The men are all inexplicably beta, and pine after women in a way that makes no sense, especially because these women make no effort to be attractive, really—in fact, they go quite a long way towards trying to make themselves off-putting and unlikable.  Everybody gives up their dreams to go chase after women that, in many cases, they haven't seen in years or even decades.  Somehow these men still cling to romantic notions after decades—which is clearly nothing more than projection on the part of the women writers (actually, I notice that out of three writing credits two of them are men.  Biologically, at least.)

Nobody should ever watch this film and feel that the characters are anything other than pitiable, broken people, engaging in ridiculous behavior.  As much as I thought the movie was kind of charming, I most certainly do not recommend it.  Do yourself a favor and just go buy ABBA's Gold and More Gold collections on Amazon and listen to them instead.

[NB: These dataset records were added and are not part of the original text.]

PR #1327, opened 2021-03-31
Update Uri cleaning algorithm to be more agressive

andrewlock:
Update the algorithm used for URL cleaning (based on [this branch]( https://github.com/DataDog/dd-trace-dotnet/compare/lpimentel/url-quantization) by @lucaspimentel) from needing to be strictly a long/guid to:

* Replaces any hex-ish (number/a-f/`-`) string with `?` (instead of needing to be )
* If it's numbers and dashes only, always replaces.
* If it contains alpha, must be at least 16 chars long and contain a number

Added in a back-compat way, that avoids changing internal (public) APIs.

Conditionally enabled the new format in ASP.NET integration when the new route names flag is enabled.

Note that we're currently using the URI cleaning method to clean _outgoing_ request URLs too. We probably want to update that to use the newer algorithm, but I feel like that might need to be behind a feature flag too? Should we use the same one? Seeing as _some_ resource names are changing, seems like that might be reasonable?

> Note: Once/if this is approved, I'll merge and then rebase https://github.com/DataDog/dd-trace-dotnet/pull/1289 on top, and enable the new algo in that branch too

@DataDog/apm-dotnet


src/Datadog.Trace/Util/UriHelpers.cs
```diff
@@ -135,6 +172,84 @@ public static string GetCleanUriPath(string absolutePath)
...
+                return false;
+            }
+
+            var containsNumber = false;
+            foreach (var c in segment)
+            {
+                switch (c)
+                {
+                    case >= '0' and <= '9':
+                        containsNumber = true;
```
lucaspimentel, line 189: There's a possible edge-case regression here: if something would have parsed as `Guid` before but had no numbers, we are no longer replacing it.
```
aaaaaaaa-aaaa-aaaa-aaaa-aaaaaaaaaaaa
bbbbbbbbbbbbbbbbbbbbbbbbbbbbbbbb
```
Setting `containsNumber = true` on hyphens (but only if length is long enough?) takes care of the first case, but what about the second one?

My quick take is that is a string only has A-F and is longer than 16 chars, we should assume it's a hex string and replace it. On the other hand, my math (`6^32 / 16^32`) says only a very small fraction (2.3e-14) of all possible GUIDs contain letters only (ignoring other characters like hyphens). Maybe I'm overthinking this.

src/Datadog.Trace/Util/UriHelpers.cs
```diff
@@ -135,6 +172,84 @@ public static string GetCleanUriPath(string absolutePath)
 #endif
         }
 
+#if NETCOREAPP
```
lucaspimentel, line 175: I'd like to see some benchmark numbers show that the extra complexity of having two copies of the same method are worth it.

lucaspimentel (commented):
Thanks for taking over, @andrewlock! LGTM me overall. I would like to see some benchmarks to make sure we're not regressing performance in general and also to justify having two separate `IsIdentifierSegment()` implementations.

src/Datadog.Trace/Util/UriHelpers.cs
```diff
@@ -7,7 +7,12 @@ internal static class UriHelpers
     {
         public static string CleanUri(Uri uri, bool removeScheme, bool tryRemoveIds)
         {
-            var path = tryRemoveIds ? GetCleanUriPath(uri.AbsolutePath) : uri.AbsolutePath;
+            return CleanUri(uri, removeScheme, tryRemoveIds, useLegacyIdCleaning: true);
```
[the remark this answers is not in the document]
andrewlock: I'm in two minds - on the one hand we don't want those to be obsolete, we just want them to have the opposite behaviour 😅 But by adding the new APIs, we can never remove either 🤔  Not really a good way round that I guess, unless we change the behaviour behind the scenes, which is obviously not good either...

src/Datadog.Trace/Util/UriHelpers.cs
andrewlock: Yeah, I considered that one, but as you say it's a very small fraction of all the GUIDs, but more importantly, _those aren't valid GUIDs_ 😉 Version 1, 2, 3, and 4 GUIDs all include the version as the first char in the middle group, i.e. a valid version 1 GUID would be `aaaaaaaa-aaaa-1aaa-aaaa-aaaaaaaaaaaa`, which would obviously be fine 🙂 . 

Another thing I considered was SHA hashes though, which seem like another good candidate. No those _could_ legitimately be all chars, but then those are looking at the v. small numbers you're talking about here too... hyhens obviously don't help with the hash thing though...

Not sure, I'm in two minds 🙂

lucaspimentel: Yes, it's game of chance, I guess. How long must a string of `[A-F]` be until we're confident that it's meant to be hexadecimal? The current implementation is probably fine.

src/Datadog.Trace/Util/UriHelpers.cs
andrewlock: 😆 yep, good call, turns out totally not worth it! 

```bash
BenchmarkDotNet=v0.12.1, OS=Windows 10.0.19042
Intel Core i7-8750H CPU 2.20GHz (Coffee Lake), 1 CPU, 12 logical and 6 physical cores
.NET Core SDK=5.0.201
  [Host]     : .NET Core 3.1.13 (CoreCLR 4.700.21.11102, CoreFX 4.700.21.11602), X64 RyuJIT
  DefaultJob : .NET Core 3.1.13 (CoreCLR 4.700.21.11102, CoreFX 4.700.21.11602), X64 RyuJIT


|                             Method |     Mean |   Error |  StdDev |  Gen 0 | Gen 1 | Gen 2 | Allocated |
|----------------------------------- |---------:|--------:|--------:|-------:|------:|------:|----------:|
|     StringBased_LongUrlWithChanges | 320.7 ns | 4.63 ns | 4.10 ns | 0.0339 |     - |     - |     160 B |
|       SpanBased_LongUrlWithChanges | 268.1 ns | 3.70 ns | 3.63 ns | 0.0339 |     - |     - |     160 B |
|  StringBased_LongUrlWithoutChanges | 241.2 ns | 1.18 ns | 1.04 ns | 0.0353 |     - |     - |     168 B |
|    SpanBased_LongUrlWithoutChanges | 207.5 ns | 1.83 ns | 1.62 ns | 0.0355 |     - |     - |     168 B |
|    StringBased_ShortUrlWithChanges | 137.8 ns | 1.90 ns | 1.68 ns | 0.0153 |     - |     - |      72 B |
|      SpanBased_ShortUrlWithChanges | 114.7 ns | 2.19 ns | 1.83 ns | 0.0153 |     - |     - |      72 B |
| StringBased_ShortUrlWithoutChanges | 134.7 ns | 2.40 ns | 2.00 ns | 0.0169 |     - |     - |      80 B |
|   SpanBased_ShortUrlWithoutChanges | 118.9 ns | 0.83 ns | 0.65 ns | 0.0169 |     - |     - |      80 B |
```

I'll remove the span-based implementation in favour of the string-based one

andrewlock: @lucaspimentel I simplified the implementation significantly in https://github.com/DataDog/dd-trace-dotnet/pull/1327/commits/1a1704d2b2ee4534465b65354525d6470130913a. As you suspected, there was no need for two copies of the same method, and in fact we could significantly simplify the "main" method too. Added some benchmarks to the description

src/Datadog.Trace/Util/UriHelpers.cs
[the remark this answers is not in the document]
lucaspimentel: I was thinking we change all our code to use the new overload with `useLegacyIdCleaning` and leave the old overload only for backwards compat (e.g. an older `Datadog.Trace.ClrProfiler.Managed` calling into newer `Datadog.Trace`). But now that I think about it, we renamed these methods from something like `GetRelativeUri()` so the compat ship has sailed.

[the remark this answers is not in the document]
andrewlock: We reverted that naming change I believe? 🤔 https://github.com/DataDog/dd-trace-dotnet/pull/1288/commits/3be6c517d37674f94935478c149605aadcba8427

I guess what we _could_ do, is rework the new methods to assume the new behaviour, and conditionally call the old methods for the "obsolete"/legacy behaviour? Getting a bit confused tbh 😵 Have to be aware that these current methods are in the prerelease build, so if we're going to change them, should do it asap!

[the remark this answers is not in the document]
lucaspimentel: >on the one hand we don't want those to be obsolete

Why not? I think we should not call the old overloads anymore. We should always pass the `useLegacyIdCleaning` argument.

src/Datadog.Trace/Util/UriHelpers.cs
lucaspimentel: Awesome, thanks!

src/Datadog.Trace/Util/UriHelpers.cs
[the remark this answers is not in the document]
andrewlock: > Why not?

Because the `useLegacyIdCleaning` arg is ugly, I'd rather we could not expose it in the public API at all 🙂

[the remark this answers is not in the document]
andrewlock: I think I was overthinking this. I've updated the methods to be obsolete in https://github.com/DataDog/dd-trace-dotnet/pull/1327/commits/4dc20e81fb3edffa5b8aafc51ede86d295b24dc8, and also explicitly documented the "main" `CleanUri` method.

Also updated the aspnetcore integration to use the new cleaning method when the feature flag is enabled in https://github.com/DataDog/dd-trace-dotnet/pull/1327/commits/b9e59a3f6f8dbbba6f4f15f3f33477ea2ebbf6b7

zacharycmontoya (approved):

lucaspimentel (approved):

Now, a more interesting development, of course, was the announcement that Star Wars: The Clone Wars is going to be revived.  Lucasfilm made a major mistake when they cancelled it in the first place, and replaced it with the much less compelling Star Wars: Rebels.  And hey, it's a great idea to actually try and do something that the fans have been really wanting for a change, after the flaming bag of crap that was The Last Jedi.  Now, of course, it's hardly enough to stem the hemorrhaging of fans that Rian Johnson, Kathleen Kennedy and even Jar Jar Abrams have caused, but it's still an encouraging sign that at least someone with some pull at Lucasfilm isn't a total idiot.  I have no confidence that they won't screw it up, though.  In fact, the distribution is already causing me to roll my eyes; it's going to be the flagship content of the new Disney Streaming service that's supposed to launch at some point to compete head to head with Netflix and Amazon Prime.  Just what I wanted; to get a whole 'nother streaming service.  Just so I can watch Clone Wars and Marvel movies that I'll either buy on blu-ray or not worry about watching again anyway.  Sigh.

Meanwhile, Galaxy's Edge continues to go from strength to strength and Vox Day has already hinted at work to bring not only books and comics (which he's already done) but even visual content—movies and TV shows—that turn their backs on the traditional industry and ignore it entirely.  That can't come fast enough.

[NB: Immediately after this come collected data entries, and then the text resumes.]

PR #8200, opened 2026-02-13
[Config registry] Add release step for v2

anna-git:
## Summary of changes

Add a step executed on release to update supported configuration ranges in the Feature Parity (FPD) registry, [cf libdatadog-build
](https://github.com/DataDog/libdatadog-build/blob/c9e1bbad77b8ec22018376babd1f2bed4cf0cc9d/scripts/config-inversion/config-inversion-update-supported-range.py)

Basicall it compares this release’s supported-config list to the previous release’s; then update FPD so each config’s supported tracer range (from/to) matches what this release added or dropped.

## Reason for change

Get versions from which configurations are supported in the fpd


anna-git:
> I'm guessing there's no way to test this ahead of a release? 😅

Yes there's a dry mode, I tested it locally, creating a "fake" v3.39.0 tag,  executing `LOCAL_CONFIG_PATH=tracer/src/Datadog.Trace/Configuration/supported-configurations.yaml \ DataDog/libdatadog-build/scripts/config-inversion/config-inversion-update-supported-range.py --dry-run` and it worked so theoretically shouldn't break the next release 😅.

genesor:
> I'm guessing there's no way to test this ahead of a release? 😅

Testing it is a bit of a pickle @andrewlock what we've done when writing the script actually running is run the dry mode and either use old tags to compare the output or disable the git part of the script.

PR #8202, opened 2026-02-13
Remove the `RedisObfuscationUtil.Obfuscate()` method as it's never used

andrewlock:
## Summary of changes

Remove dead code from the trace processor paths obfuscation 

## Reason for change

The code is never called, and it confused me thoroughly, embarrassing me in front of @pierotibou. NEVER AGAIN. 

This was originally part of the client-side-stats implementation, but was never enabled (and couldn't be), and in fact _shouldn't_ be, because the agent applies obfuscation anyway.

## Implementation details

Start deleting things and stop when I run out.

## Test coverage

Deleted some tests, this is just removal so meh


tracer/test/benchmarks/Benchmarks.Trace/TraceProcessorBenchmark.cs
```diff
@@ -22,7 +22,7 @@ public void GlobalSetup()
         {
             _normalizerTraceProcessor = new NormalizerTraceProcessor();
             _trucantorTraceProcessor = new TruncatorTraceProcessor();
-            _obfuscatorTraceProcessor = new ObfuscatorTraceProcessor(true);
+            _obfuscatorTraceProcessor = new ObfuscatorTraceProcessor();
```
pierotibou, line 25: Clever way of improving our benchmarks ;)

PR #8207, opened 2026-02-16
Add retry for IIS ASM tests

NachoEchevarria:
## Summary of changes

As a continuation of the work done in  https://github.com/DataDog/dd-trace-dotnet/pull/8011 and seeing the same flakes in integration_tests_windows_iis in the ASM tests, we should apply the same principle to these integration tests.


build/cmake/FindLibdatadog.cmake
```diff
@@ -4,18 +4,18 @@ endif()
 
 include(FetchContent)
 
-set(LIBDATADOG_VERSION "v25.0.0" CACHE STRING "libdatadog version")
```
andrewlock, line 7: I don't think these changes should be in this PR 😄

NachoEchevarria: Ups, wrong branch. Thanks for the warning!!!

NachoEchevarria: I have reverted the unintended changes

PR #8208, opened 2026-02-16
Disable Ryuk images

NachoEchevarria:
## Summary of changes

Disable Testcontainers Ryuk (Resource Reaper) in CI by setting `TESTCONTAINERS_RYUK_DISABLED=true` in the tests of the docker-compose service

## Reason for change

The Aerospike integration tests (and any other Testcontainers-based tests)[ intermittently fail in CI](https://app.datadoghq.com/ci/test/runs?query=test_level%3Atest%20%40test.service%3Add-trace-dotnet%20%40test.status%3Afail%20%40git.branch%3Amaster&agg_m=count&agg_m_source=base&agg_t=count&currentTab=overview&eventStack=AwAAAZxIR7mu03_XKQAAABhBWnhJVHFPM0FBQmdrOFo0elg3OTZVUnEAAAAkZjE5YzQ4NDctZWZmZi00YTljLTg2YTctMzBiOGI0MTI1MmY5AANnIg&fromUser=false&index=citest&testId=AwAAAZxIR7mu03_XKQAAABhBWnhJVHFPM0FBQmdrOFo0elg3OTZVUnEAAAAkZjE5YzQ4NDctZWZmZi00YTljLTg2YTctMzBiOGI0MTI1MmY5AANnIg&trace=AwAAAZxIR7mu03_XKQAAABhBWnhJVHFPM0FBQmdrOFo0elg3OTZVUnEAAAAkZjE5YzQ4NDctZWZmZi00YTljLTg2YTctMzBiOGI0MTI1MmY5AANnIg&start=1770716185071&end=1771320985071&paused=false) with:
```
Docker.DotNet.DockerImageNotFoundException: No such image: testcontainers/ryuk:0.5.1
```
Ryuk is a sidecar container that Testcontainers starts **by default** before every test container to handle resource cleanup on process exit. Since it needs to be pulled from Docker Hub, it is susceptible to transient failures (rate limiting, network issues), causing flaky test runs.

The CI pipeline already has its own Docker cleanup step (`.azure-pipelines/steps/clean-docker-containers.yml`) that runs `docker rm -f` on all containers after test execution, making Ryuk redundant.

Skipping the Ryuk image pull saves CI time on every Docker-based integration test run.

- [Testcontainers .NET - Custom Configuration](https://dotnet.testcontainers.org/custom_configuration/)
- [Testcontainers .NET - Resource Reaper](https://dotnet.testcontainers.org/api/resource_reaper/)

### DIFF
--- a/docker-compose.yml
+++ b/docker-compose.yml
@@ -502,7 +502,7 @@ services:
       - COSMOSDB_ENDPOINT=https://cosmosdb-emulator:8081
       - TEST_AGENT_HOST=test-agent
       - CONTAINER_HOSTNAME=http://integrationtests
-      - TESTCONTAINERS_RYUK_DISABLED=true
+      - TESTCONTAINERS_RYUK_DISABLED
       - DD_LOGGER_DD_API_KEY
       - DD_LOGGER_DD_TRACE_LOG_DIRECTORY=/project/artifacts/build_data/infra_logs
       - DD_LOGGER_DD_SERVICE
@@ -555,7 +555,7 @@ services:
       - enable_crash_dumps=${enable_crash_dumps:-true}
       - Verify_DisableClipboard=true
       - DiffEngine_Disabled=true
-      - TESTCONTAINERS_RYUK_DISABLED=true
+      - TESTCONTAINERS_RYUK_DISABLED
       - DD_LOGGER_DD_API_KEY
       - DD_LOGGER_DD_TRACE_LOG_DIRECTORY=/project/artifacts/build_data/infra_logs
       - DD_LOGGER_DD_SERVICE
@@ -611,7 +611,7 @@ services:
       - enable_crash_dumps=${enable_crash_dumps:-true}
       - Verify_DisableClipboard=true
       - DiffEngine_Disabled=true
-      - TESTCONTAINERS_RYUK_DISABLED=true
+      - TESTCONTAINERS_RYUK_DISABLED
       - CONTAINER_HOSTNAME=http://integrationtests
       - IncludeAllTestFrameworks
       - DD_LOGGER_DD_API_KEY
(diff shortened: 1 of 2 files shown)


andrewlock (approved):
Interesting 🤔 Makes me wonder if we should actually be pre-pulling and relying on that instead 😅 Maybe not though 🤷‍♂️ 

But regardless, I think we should probably make sure to apply this _everywhere_? 🤔 e.g. set it as a "top level" env var in ultimate-pipeline, and then pass it through to all of the docker-compose services? Otherwise I worry if/when we move to more test containers we'll end up running into the same issue again?

NachoEchevarria:
> Interesting 🤔 Makes me wonder if we should actually be pre-pulling and relying on that instead 😅 Maybe not though 🤷‍♂️
> 
> But regardless, I think we should probably make sure to apply this _everywhere_? 🤔 e.g. set it as a "top level" env var in ultimate-pipeline, and then pass it through to all of the docker-compose services? Otherwise I worry if/when we move to more test containers we'll end up running into the same issue again?

Thanks! I have added it to the other tests as well. Should we try with this setting before considering prepulling? Since we already take care of clean up, this should be ok? WDYT?

docker-compose.yml
```diff
@@ -502,6 +502,7 @@ services:
       - COSMOSDB_ENDPOINT=https://cosmosdb-emulator:8081
       - TEST_AGENT_HOST=test-agent
       - CONTAINER_HOSTNAME=http://integrationtests
+      - TESTCONTAINERS_RYUK_DISABLED=true
```
andrewlock: If we add this to the ultimate-pipeline.yml `variables`, then we should change it in this file to just pass through:

```suggestion
      - TESTCONTAINERS_RYUK_DISABLED
```

The advantage of that is we only have to toggle in one place 🙂

NachoEchevarria: Nice idea, thanks! Done!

My son thinks that for sure it's going to tank.  After all, all of his half dozen or so friends that he talks to about it have no interest in Disney Streaming, and he's kind of a Debbie Downer anyway who always finds something negative to say about whatever is going on around him, so we don't take his prognostications of doom for every new venture all that seriously.

But I admit that I'm both wary and cynical about this venture myself.

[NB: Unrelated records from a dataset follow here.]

PR #8209, opened 2026-02-17
Update `nuget.org` publishing to use trusted publishing

andrewlock:
## Summary of changes

Updates dd-trace-dotnet to publish NuGet packages using [trusted publishing](https://learn.microsoft.com/en-us/nuget/nuget-org/trusted-publishing)

## Reason for change

From [the documentation](https://learn.microsoft.com/en-us/nuget/nuget-org/trusted-publishing):

> Trusted Publishing is a better way to publish NuGet packages. You don’t need to manage long-lived API keys anymore. Instead, you use short-lived credentials issued by your CI/CD system, like GitHub Actions.
>
> This makes your publishing process safer by reducing the risk of leaked credentials. It also makes automation easier because you don’t need to rotate or store secrets. This approach is part of a broader industry shift toward secure, keyless publishing. If you're curious, check out the OpenSSF initiative: https://repos.openssf.org/trusted-publishers-for-all-package-repositories.

## Implementation details

Followed the steps in the documentation (and [this excellent blog post](https://andrewlock.net/easily-publishing-nuget-packages-from-github-actions-with-trusted-publishing/) - recommend reading that for a brief summary 😉). Having used this personally, I found it "just works" but there are some caveats to using it for orgs. 

Firstly, the trust policy is tied to a single account (i.e. mine), though it applies to `datadog`-owned packages. If I get removed from the org, someone else would need to set up a trust policy. The details I used to create the policy are shown below:

image

The trust policy is tied to my account via the `NUGET_TRUSTED_PUBLISHING_USERNAME` github secret. If we need to change to a different trust policy provided by a different nuget user, we should just need to update that secret to point to the new user.

Additionally, I left the legacy `create_draft_release.yml` workflow untouched (as opposed to the _new_ `create_normal_draft_release` and `create_hotfix_draft_release` workflows which use the `_create_draft_release` workflow), so that we have a fallback that keeps using the `NUGET_API_KEY` approach,  in case this doesn't work on the next release for some reason!

## Test coverage

This is all just YOLO, we can't _really_ test it very easily. That said, the current release tries to do a "noop" push to nuget.org of an existing package, to confirm permissions are set correctly, and that is still in place.

WE _could theoretically_ test this, by _heavily_ cutting out all the actual release bits out of `_create_draft_release.yml` and trying to trigger a release, but that's frankly too risky for my liking. Given we still have the fallback release path at the moment, that's good enough for me

### DIFF
--- a/.github/workflows/_create_draft_release.yml
+++ b/.github/workflows/_create_draft_release.yml
@@ -108,7 +108,6 @@ jobs:
            echo "  1. Create a new trusted policy using your nuget user. Follow the example in https://github.com/DataDog/dd-trace-dotnet/pull/8209" >&2
            echo "  2. Replace the NUGET_TRUSTED_PUBLISHING_USERNAME GitHub secret with your nuget.org username (not email) at https://github.com/DataDog/dd-trace-dotnet/settings/secrets/actions " >&2
            echo "  3. Try running this release again" >&2
-            echo "and then try running this release again" >&2
             exit 1
           fi
           


.github/workflows/_create_draft_release.yml
```diff
@@ -91,7 +100,7 @@ jobs:
           fi
 
           echo "Pushing package to test NuGet API key validity"
-          if ! dotnet nuget push "Datadog.Trace.Annotations.1.0.0.nupkg" --api-key ${{ secrets.NUGET_API_KEY }} --skip-duplicate --source https://api.nuget.org/v3/index.json; then
+          if ! dotnet nuget push "Datadog.Trace.Annotations.1.0.0.nupkg" --api-key "${{ steps.login.outputs.NUGET_API_KEY }}" --skip-duplicate --source https://api.nuget.org/v3/index.json; then
```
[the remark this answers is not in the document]
andrewlock: Oops
```suggestion
          if ! dotnet nuget push "Datadog.Trace.Annotations.1.0.0.nupkg" --api-key "${{ steps.nuget_login.outputs.NUGET_API_KEY }}" --skip-duplicate --source https://api.nuget.org/v3/index.json; then
```

.github/workflows/_create_draft_release.yml
```diff
@@ -166,7 +175,7 @@ jobs:
       - name: "Publish nuget packages to nuget.org"
         working-directory: ${{steps.assets.outputs.artifacts_path}}
         run: |
-          dotnet nuget push "*.${{steps.versions.outputs.full_version}}*.nupkg" --api-key ${{ secrets.NUGET_API_KEY }} --source https://api.nuget.org/v3/index.json
+          dotnet nuget push "*.${{steps.versions.outputs.full_version}}*.nupkg" --api-key "${{ steps.login.outputs.NUGET_API_KEY }}" --source https://api.nuget.org/v3/index.json
```
andrewlock:
```suggestion
          dotnet nuget push "*.${{steps.versions.outputs.full_version}}*.nupkg" --api-key "${{ steps.nuget_login.outputs.NUGET_API_KEY }}" --source https://api.nuget.org/v3/index.json
```

.github/workflows/_create_draft_release.yml
andrewlock:
```suggestion
      NUGET_TRUSTED_PUBLISHING_USERNAME:
```

.github/workflows/create_normal_draft_release.yml
```diff
@@ -33,13 +33,14 @@ jobs:
...
           issues: write # change milestones 
+          id-token: write  # enable GitHub OIDC token issuance for this job
         with:
             forced_commit_id: ${{ inputs.forced_commit_id }}
             ignore_gitlab_failures: ${{ inputs.ignore_gitlab_failures }}
             is_hotfix: false
         secrets:
             AZURE_DEVOPS_TOKEN: ${{ secrets.AZURE_DEVOPS_TOKEN }}
-            NUGET_API_KEY: ${{ secrets.NUGET_API_KEY }}
+            NUGET_TRUSTED_PUBLISHING_USERNAME: ${{ secrets.NUGET_TRUSTED_PUBLISHING_USERNAME }}
```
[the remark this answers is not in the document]
andrewlock: 👍 Fixed now, made `NUGET_TRUSTED_PUBLISHING_USERNAME` required instead

.github/workflows/_create_draft_release.yml
```diff
@@ -91,7 +100,7 @@ jobs:
           fi
 
           echo "Pushing package to test NuGet API key validity"
-          if ! dotnet nuget push "Datadog.Trace.Annotations.1.0.0.nupkg" --api-key ${{ secrets.NUGET_API_KEY }} --skip-duplicate --source https://api.nuget.org/v3/index.json; then
+          if ! dotnet nuget push "Datadog.Trace.Annotations.1.0.0.nupkg" --api-key "${{ steps.nuget_login.outputs.NUGET_API_KEY }}" --skip-duplicate --source https://api.nuget.org/v3/index.json; then
             echo "Push failed - the API key is likely not valid" >&2
             echo "Create a new NuGet api key at nuget.org, with glob permissions * to push to the Datadog org and" >&2
             echo "replace the NUGET_API_KEY GitHub secret with the new key at https://github.com/DataDog/dd-trace-dotnet/settings/secrets/actions " >&2
```
andrewlock:
```suggestion
           echo "Push failed - there is likely an issue with authentication." >&2
           echo "This workflow uses Trusted Publishing: https://learn.microsoft.com/en-us/nuget/nuget-org/trusted-publishing" >&2
           echo "The NUGET_TRUSTED_PUBLISHING_USERNAME contains the username that should have the trusted policy configured on nuget.org." >&2
           echo "If this user is no longer part of the datadog organisation on nuget.org: create a new trusted policy using your nuget user " >&2
           echo "  1. Create a new trusted policy using your nuget user. Follow the example in https://github.com/DataDog/dd-trace-dotnet/pull/8209" >&2
           echo "  2. Replace the NUGET_TRUSTED_PUBLISHING_USERNAME GitHub secret with your nuget.org username (not email) at https://github.com/DataDog/dd-trace-dotnet/settings/secrets/actions " >&2
           echo "  3. Try running this release again" >&2
```

.github/workflows/_create_draft_release.yml
```diff
@@ -91,10 +100,14 @@ jobs:
...
+          if ! dotnet nuget push "Datadog.Trace.Annotations.1.0.0.nupkg" --api-key "${{ steps.nuget_login.outputs.NUGET_API_KEY }}" --skip-duplicate --source https://api.nuget.org/v3/index.json; then
+           echo "Push failed - there is likely an issue with authentication." >&2
+           echo "This workflow uses Trusted Publishing: https://learn.microsoft.com/en-us/nuget/nuget-org/trusted-publishing" >&2
+           echo "The NUGET_TRUSTED_PUBLISHING_USERNAME contains the username that should have the trusted policy configured on nuget.org." >&2
+           echo "If this user is no longer part of the datadog organisation on nuget.org: create a new trusted policy using your nuget user " >&2
+           echo "  1. Create a new trusted policy using your nuget user. Follow the example in https://github.com/DataDog/dd-trace-dotnet/pull/8209" >&2
+           echo "  2. Replace the NUGET_TRUSTED_PUBLISHING_USERNAME GitHub secret with your nuget.org username (not email) at https://github.com/DataDog/dd-trace-dotnet/settings/secrets/actions " >&2
+           echo "  3. Try running this release again" >&2
             echo "and then try running this release again" >&2
```
andrewlock:
```suggestion
```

That same son also swears that he's seen evidence that the old Teen Titans TV show is going to be revived too.  I haven't seen any evidence of this myself, but why not?  That's a relatively engaging show too, and one of the early ones that proved that even being targeted towards kids, it can gain a broader audience by simply being good material, good stories, engaging characters, etc.

It used to be for most of Western civilization that there wasn't really a difference between entertainment aimed at children and entertainment for others.  It's long past time that we get past that false dichotomy, which is another legacy of the nannying, totalitarian Puritans and their attempts to purge Western civilization of everything of any real virtue.  Let's just make good stuff that appeals to everyone.  If that means its animated because it's easier to do some thing in animation, that's fine.  I think in the era of mainstreamization of anime, whatever stigma there is attached to animation is long gone except for the relict Boomers still kicking around trying to tell everyone else what they should do.